This invention relates to programmable logic devices (“PLDs”) such as those that are frequently referred to as field-programmable gate arrays (“FPGAs”). More particularly, the invention relates to the provision of memory circuitry in an FPGA that the user of the FPGA can use as random access memory (“RAM”) during normal logic operation of the device. Still more particularly, the invention relates to selectively employing the circuitry of look-up tables (“LUTs”) on the device that are not needed for normal LUT-based logic to provide the above-mentioned user-accessible RAM. Such RAM may be referred to as “distributed RAM” because, rather than being in a block of dedicated user RAM circuitry, it is distributed over the circuitry of several LUTs on the device.

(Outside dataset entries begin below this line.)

PR #133, opened 2025-08-23
zephyrCommon: Improved `tone` implemetation

soburi:
Improved to align more closely with the standard Arduino implementation.

- Eliminated the end timer and used counting to determine the end.
- Improved to handle infinity correctly.
- Added a guard to prevent the timeout value from reaching 0.
- Set the GPIO value to 0 when the timer starts.

### DIFF
--- a/cores/arduino/zephyrCommon.cpp
+++ b/cores/arduino/zephyrCommon.cpp
@@ -212,49 +212,74 @@ PinStatus digitalRead(pin_size_t pinNumber) {
   return (gpio_pin_get_dt(&arduino_pins[pinNumber]) == 1) ? HIGH : LOW;
 }
 
-struct k_timer arduino_pin_timers[ARRAY_SIZE(arduino_pins)];
-struct k_timer arduino_pin_timers_timeout[ARRAY_SIZE(arduino_pins)];
+#ifndef MAX_TONE_PINS
+#define MAX_TONE_PINS DT_PROP_LEN(DT_PATH(zephyr_user), digital_pin_gpios)
+#endif
+
+#define TOGGLES_PER_CYCLE 2ULL
+
+static struct pin_timer {
+  struct k_timer timer;
+  uint32_t count;
+  pin_size_t pin;
+  bool infinity;
+} arduino_pin_timers[MAX_TONE_PINS];
 
 void tone_expiry_cb(struct k_timer *timer) {
-  const struct gpio_dt_spec *spec = (gpio_dt_spec*)k_timer_user_data_get(timer);
-  gpio_pin_toggle_dt(spec);
+  struct pin_timer *pt = CONTAINER_OF(timer, struct pin_timer, timer);
+  const struct gpio_dt_spec *spec = &arduino_pins[pt->pin];
+
+  if (pt->count == 0) {
+    k_timer_stop(timer);
+    gpio_pin_set_dt(spec, 0);
+  } else {
+    gpio_pin_toggle_dt(spec);
+    if (!pt->infinity) {
+      pt->count--;
+    }
+  }
 }
 
-void tone_timeout_cb(struct k_timer *timer) {
-  pin_size_t pinNumber = (pin_size_t)(uintptr_t)k_timer_user_data_get(timer);
-  noTone(pinNumber);
-}
-
-void tone(pin_size_t pinNumber, unsigned int frequency, unsigned long duration) {
-  struct k_timer *timer = &arduino_pin_timers[pinNumber];
+void tone(pin_size_t pinNumber, unsigned int frequency,
+          unsigned long duration) {
   const struct gpio_dt_spec *spec = &arduino_pins[pinNumber];
+  struct k_timer *timer;
   k_timeout_t timeout;
 
+  if (pinNumber >= MAX_TONE_PINS) {
+    return;
+  }
+
+  timer = &arduino_pin_timers[pinNumber].timer;
+
   pinMode(pinNumber, OUTPUT);
+  k_timer_stop(&arduino_pin_timers[pinNumber].timer);
 
   if (frequency == 0) {
     gpio_pin_set_dt(spec, 0);
     return;
   }
 
-  timeout = K_NSEC(NSEC_PER_SEC / (2 * frequency));
-
-  k_timer_init(timer, tone_expiry_cb, NULL);
-  k_timer_user_data_set(timer, (void*)spec);
-  gpio_pin_set_dt(spec, 1);
-  k_timer_start(timer, timeout, timeout);
-
-  if(duration > 0) {
-    timer = &arduino_pin_timers_timeout[pinNumber];
-    k_timer_init(timer, tone_timeout_cb, NULL);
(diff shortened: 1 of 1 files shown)


cores/arduino/zephyrCommon.cpp
```diff
@@ -212,49 +212,70 @@ PinStatus digitalRead(pin_size_t pinNumber) {
...
 
-void tone_timeout_cb(struct k_timer *timer) {
-  pin_size_t pinNumber = (pin_size_t)(uintptr_t)k_timer_user_data_get(timer);
-  noTone(pinNumber);
+  if (pt->count == 0) {
+    k_timer_stop(timer);
+    gpio_pin_set_dt(spec, 0);
+  } else {
+    gpio_pin_toggle_dt(spec);
+    if (pt->count != UINT32_MAX) {
```
Ayush1325: Maybe it would be better to add a `bool infinite` to `struct pin_timer`? Other than that, it looks good to me.
Using only a single timer is great, should help fix a lot of edge cases.

Ayush1325 (approved):

cores/arduino/zephyrCommon.cpp
soburi: > Maybe it would be better to add a bool infinite to struct pin_timer? 

I applied your suggestion.

cores/arduino/zephyrCommon.cpp
```diff
@@ -212,49 +212,65 @@ PinStatus digitalRead(pin_size_t pinNumber) {
...
-struct k_timer arduino_pin_timers_timeout[ARRAY_SIZE(arduino_pins)];
+#ifndef MAX_TONE_PINS
+#define MAX_TONE_PINS DT_PROP_LEN(DT_PATH(zephyr_user), digital_pin_gpios)
+#endif
+
+struct pin_timer {
+  struct k_timer timer;
+  pin_size_t pin;
+  bool infinity;
+  uint32_t count;
```
Ayush1325: I think it would be better to place `bool infinity` after count. Decreasing order of size for efficient size: https://markaicode.com/ultimate-guide-to-c-structure-memory-alignment-and-padding/

```c
struct pin_timer {
  struct k_timer timer;
  uint32_t count;
  pin_size_t pin;
  bool infinity;
} arduino_pin_timers[MAX_TONE_PINS];
```

Also moved `pin` down since it can either be 32bit (=count) or 8 bit (<count).

Ayush1325 (approved):

cores/arduino/zephyrCommon.cpp
```diff
@@ -212,49 +212,65 @@ PinStatus digitalRead(pin_size_t pinNumber) {
...
     return;
   }
 
   timeout = K_NSEC(NSEC_PER_SEC / (2 * frequency));
+  if (timeout.ticks == 0) {
+    timeout.ticks = 1;
+  }
 
+  arduino_pin_timers[pinNumber].infinity = (duration == 0);
+  arduino_pin_timers[pinNumber].count = ((uint64_t)duration * frequency) / 500ULL;
```
DhruvaG2000: Please avoid usage of magic numbers, can you call out why this is `/ 500`?

cores/arduino/zephyrCommon.cpp
```diff
@@ -212,49 +212,65 @@ PinStatus digitalRead(pin_size_t pinNumber) {
   return (gpio_pin_get_dt(&arduino_pins[pinNumber]) == 1) ? HIGH : LOW;
 }
 
-struct k_timer arduino_pin_timers[ARRAY_SIZE(arduino_pins)];
-struct k_timer arduino_pin_timers_timeout[ARRAY_SIZE(arduino_pins)];
+#ifndef MAX_TONE_PINS
```
DhruvaG2000, line 215: $commit title: fix  "implemetation" → "implementation"

cores/arduino/zephyrCommon.cpp
```diff
@@ -212,49 +212,65 @@ PinStatus digitalRead(pin_size_t pinNumber) {
...
+#define MAX_TONE_PINS DT_PROP_LEN(DT_PATH(zephyr_user), digital_pin_gpios)
+#endif
+
+struct pin_timer {
+  struct k_timer timer;
+  uint32_t count;
+  pin_size_t pin;
+  bool infinity;
+} arduino_pin_timers[MAX_TONE_PINS];
```
DhruvaG2000, line 226: Consider adding explicit initialization `arduino_pin_timers[MAX_TONE_PINS] = {}; `

cores/arduino/zephyrCommon.cpp
```diff
@@ -212,49 +212,65 @@ PinStatus digitalRead(pin_size_t pinNumber) {
...
+  }
 }
 
-void tone(pin_size_t pinNumber, unsigned int frequency, unsigned long duration) {
-  struct k_timer *timer = &arduino_pin_timers[pinNumber];
+void tone(pin_size_t pinNumber, unsigned int frequency,
+          unsigned long duration) {
   const struct gpio_dt_spec *spec = &arduino_pins[pinNumber];
+  struct k_timer *timer = &arduino_pin_timers[pinNumber].timer;
   k_timeout_t timeout;
```
DhruvaG2000, line 247: Add bounds checking, 
```c
if (pinNumber >= MAX_TONE_PINS) return; 
```

cores/arduino/zephyrCommon.cpp
DhruvaG2000: Something like this helps make it more readable
```c
#define MS_PER_SECOND 1000ULL                                                                                                                                              
#define TOGGLES_PER_CYCLE 2ULL
#define TONE_COUNT_DIVISOR (MS_PER_SECOND / TOGGLES_PER_CYCLE)  // = 500
```

DhruvaG2000 (changes requested):
Also $subject should be imperative -> `zephyrCommon: Improve tone implemetation`

cores/arduino/zephyrCommon.cpp
soburi: Addressed.

cores/arduino/zephyrCommon.cpp
soburi: Addressed.

cores/arduino/zephyrCommon.cpp
soburi: Added this check.

cores/arduino/zephyrCommon.cpp
soburi: This is not necessary because the static region ensures initialization to 0 according to the language specification.

DhruvaG2000 (approved):
Sigh... all the CI failures seem to be github/ infra related :( 
Ran checkpatch locally and saw no errors. So approving.
@soburi  assuming you've had a chance to build test locally?

soburi:
> Sigh... all the CI failures seem to be github/ infra related :(
> Ran checkpatch locally and saw no errors. So approving.
> @soburi assuming you've had a chance to build test locally?

Yes, I verified build and run with my arduino_mkrzero.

Lewis et al. U.S. Pat. No. 7,084,665 shows improved circuitry for providing distributed RAM in FPGAs. (The Lewis et al. reference is hereby incorporated by reference herein in its entirety.) For example, the Lewis et al. reference shows sharing a single write decoder by several logic elements (“LEs”), each of which includes a LUT, on an FPGA to reduce the amount of write address circuitry that must be added to give the FPGA distributed user RAM mode capability.
Various extensions or additions to circuitry of the general type shown in the Lewis et al. reference would be helpful in many situations. For example, users often want a synchronous write so that the user does not need to provide exact timing signals for the write strobe. This necessitates provision of a write address and a write data register, but it would be desirable to avoid having to provide dedicated hardware (circuitry) for this function.
Another example of a possibly helpful extension of or addition to what is shown in the Lewis et al. reference would be application of those principles to LEs that are “fracturable” to implement a range of logic function sizes such as one six-input LUT-based logic function or two five-input LUT-based logic functions.
Still another example of a respect in which it could be helpful to extend or add to what is shown in the Lewis et al. reference relates to supporting a synchronous read function. Again, users often prefer a synchronous read, but it would be desirable to avoid having to construct dedicated hardware to support the read address register.